Secondly, if it was recently rehoused, then this is completely normal. Tarantulas will explore every square centimeter of their enclosure before settling down. This can take anywhere from a day to months. It should be nearly bone dry in there - if it's too humid, then that's another reason for her climbing.

Reactions: Like 1 | Agree 2


----------



## Stig (Jul 27, 2017)

EulersK said:


> Firstly, always provide a hide. It should be their choice to not use one.
> 
> Secondly, if it was recently rehoused, then this is completely normal. Tarantulas will explore every square centimeter of their enclosure before settling down. This can take anywhere from a day to months. It should be nearly bone dry in there - if it's too humid, then that's another reason for her climbing.


I don't think humidity as in to damp is a problem, looks like the floor in saw mill

Reactions: Agree 1


----------



## zxneon (Jul 27, 2017)

EulersK said:


> Firstly, always provide a hide.
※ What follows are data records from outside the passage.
PR #268, opened 2015-08-01
Allow mediators to toggle between expired and active requests.

### LINKED ISSUE #256: Remove expired requests from mediation table
Default sort for mediation table should be Needed on.
Requests with Needed on date prior to today's date should not be included in the default view. 

* [x] Display a "Show archived requests" link to show a view of the table with expired requests. 
* When archived requests are shown:
  * [x] add "archived requests" to the title
  * [x] display a "Show current requests" link to return to the default table.
* [x] By the way, the library name should be h2, not h3.

screen shot 2015-07-31 at 12 10 47 pm

screen shot 2015-07-31 at 12 11 22 pm

jkeck:
Closes #256 
expired-mediated-pages

### DIFF
--- a/app/controllers/admin_controller.rb
+++ b/app/controllers/admin_controller.rb
@@ -7,7 +7,7 @@ class AdminController < ApplicationController
 
   def show
     authorize! :manage, Request.new(origin: params[:id]).library_location
-    @mediated_pages = MediatedPage.where(origin: params[:id]).order(:origin).page(page).per(per)
+    @mediated_pages = mediated_pages
   end
 
   def holdings
@@ -16,6 +16,23 @@ class AdminController < ApplicationController
   end
 
   private
+
+  def mediated_pages
+    pages = if params[:expired]
+              archived_mediated_pages
+            else
+              active_mediated_pages
+            end
+    pages.for_origin(params[:id]).page(page).per(per)
+  end
+
+  def archived_mediated_pages
+    MediatedPage.archived
+  end
+
+  def active_mediated_pages
+    MediatedPage.active
+  end
 
   def page
     params[:page]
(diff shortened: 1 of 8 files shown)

It should be their choice to not use one.
> 
> Secondly, if it was recently rehoused, then this is completely normal. Tarantulas will explore every square centimeter of their enclosure before settling down. This can take anywhere from a day to months. It should be nearly bone dry in there - if it's too humid, then that's another reason for her climbing.
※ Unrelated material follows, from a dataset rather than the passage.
PR #270, opened 2015-08-03
Make item selector use radio buttons instead of checkboxes when there…

### LINKED ISSUE #200: Single-item select not as designed
For scan requests, user needs to be constrained to selecting a single item from a list of volumes. This interaction was designed as a drop-down selector. (Design spec p 24; image at bottom.)

It's been implemented as the multi-item selector with a 1-item limit. This is not a good user experience.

I got her no so long ago 3 weeks ago maybe so thats may count as recently rehoused . Never seen her doing so . Substrate is dry . Only recent change is temperature  . Now here we have 77f room temperature . I did feed her today so her mind is occupied 
So question is - need i add more substrate for her safety (in photo hard to see but substrate is about 3 inches) . When i catch doing so she does not fall down but sort of touches ground with rear legs and lands normally .


----------



## EulersK (Jul 27, 2017)

zxneon said:


> I got her no so long ago 3 weeks ago maybe so thats may count as recently rehoused . Never seen her doing so . Substrate is dry . Only recent change is temperature  . Now here we have 77f room temperature . I did feed her today so her mind is occupied
> So question is - need i add more substrate for her safety (in photo hard to see but substrate is about 3 inches) . When i catch doing so she does not fall down but sort of touches ground with rear legs and lands normally .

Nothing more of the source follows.